Modulation of Gene Expression in Infrapatellar Fat Pad-Derived Mesenchymal Stem Cells in Osteoarthritis

Abstract

Aim In the osteoarthritis (OA) disease, all structures of the joint are involved. The infrapatellar Hoffa fat pad is rich in macrophages and granulocytes, which also represents a source of adipose mesenchymal progenitor cells (ASC) cells. In our study, we analyze how OA affects the ability of ASC-derived from Hoffa's fat pad to differentiate into chondrocytes. Material and methodology We took knee Hoffa's pad samples and adipose tissue from the proximal thigh from 6 patients diagnosed with severe OA and from another 6 patients with an anterior cruciate ligament (ACL) rupture without OA. From all the patients, we took subcutaneous adipose tissue from the thigh, as the control group. Samples of synovial fluid (SF) were also extracted. The gene expression was analyzed by real-time quantitative polymerase chain reaction. Results PTH1R and MMP13 expression during chondrogenic differentiation were similar between OA and ACL groups, while the expression of OPG, FGF2, TGFβ, MMP3 were significantly lower in the OA group. Exposure of differentiated ASC to OA SF induced an increase in the expression of OPG, PTH1R, and MMP13 and a decrease in the expression of FGF2 in cell culture of the ACL group. However, expression of none of these factors was altered by the OA synovial fluid in ASC cells of the OA group. Conclusion OA of the knee also affects the mesenchymal stem cells of Hoffa fat, suggesting that Hoffa fat is a new actor in the OA degenerative process that can contribute to the origin, onset, and progression of the disease.

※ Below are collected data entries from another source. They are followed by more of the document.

PR #45, opened 2016-03-23
Add runAll method to run timers until empty

karl:
This runs all pending timers until there are none remaining. If new timers are added while it is executing they will be run as well.

This makes it easier to run asynchronous tests to completion without worrying about the number of timers they use, or the delays in those timers.

It runs a maximum of `loopLimit` times after which it assumes there is an infinite loop of timers and throws an error.

### DIFF
--- a/Readme.md
+++ b/Readme.md
@@ -97,15 +97,18 @@ without arguments.
 
 ## API Reference
 
-### `var clock = lolex.createClock([now])`
+### `var clock = lolex.createClock([now[, loopLimit]])`
 
 Creates a clock. The default
-[epoch](https://en.wikipedia.org/wiki/Epoch_%28reference_date%29) is `0`. Now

Keywords: cells; chondrocytes; cytokines and growth factors; diagnosis; mesenchymal stem cells; osteoarthritis; synovial fluid.

Figure 1.

Flow diagram.

Figure 2.

Contrast-phase microscopic image from fleshly isolated and primary cultured adipose stem cells (ASCs) on day 1 (A), day 7 (B), and day 14 (C). Response of primary cultured ASCs to specific cell lineage differentiation media. Control ASCs with basal medium (D); adipogenic differentiation by Oil Red staining of mesenchymal stem cells (MSCs) (E) Detection of osteogenic differentiation by Alizarin Red staining of MSCs (F).

Figure 3.

Flow cytometric analysis at day 7 on the surface expression of CD29-CD45 (a) and CD34-CD-90 (b) with the use of FITC and PE-conjugated antibodies. Representative data of primary cultured adipose stem cells (ASCs) obtained from one single patient are shown. The same results were verified in at least ASC samples from 5 different patients.

Figure 4.

Gene expression of OPG (A), PTHr1 (B), FGF2 (C), TGFβ (D), MMP3 (E), and MMP13 (F) at day 0, day 15, and day 28 of chondrogenic differentiation of mesenchymal stem cell (MSC) culture from Hoffa fat pad in osteoarthritic group (OA) (n = 6 patients) and anterior cruciate ligament rupture group (ACL) (n = 6 patients) (*P < 0.05).

Figure 5.

Gene expression of OPG (A), PTHr1 (B), FGF2 (C), TGFβ (D), MMP-3 (E), and MMP13 (F) at day 0, day 28, and day 29 after including osteoarthritic synovial fluid in the media of chondrogenic differentiation of mesenchymal stem cell (MSC) culture from Hoffa fat pad in the control group (extra-articular subcutaneous adipose tissue) (n = 6 patients), osteoarthritic group (OA) (n = 6 patients), and anterior cruciate ligament rupture group (ACL) (n = 6 patients) (*P < 0.05).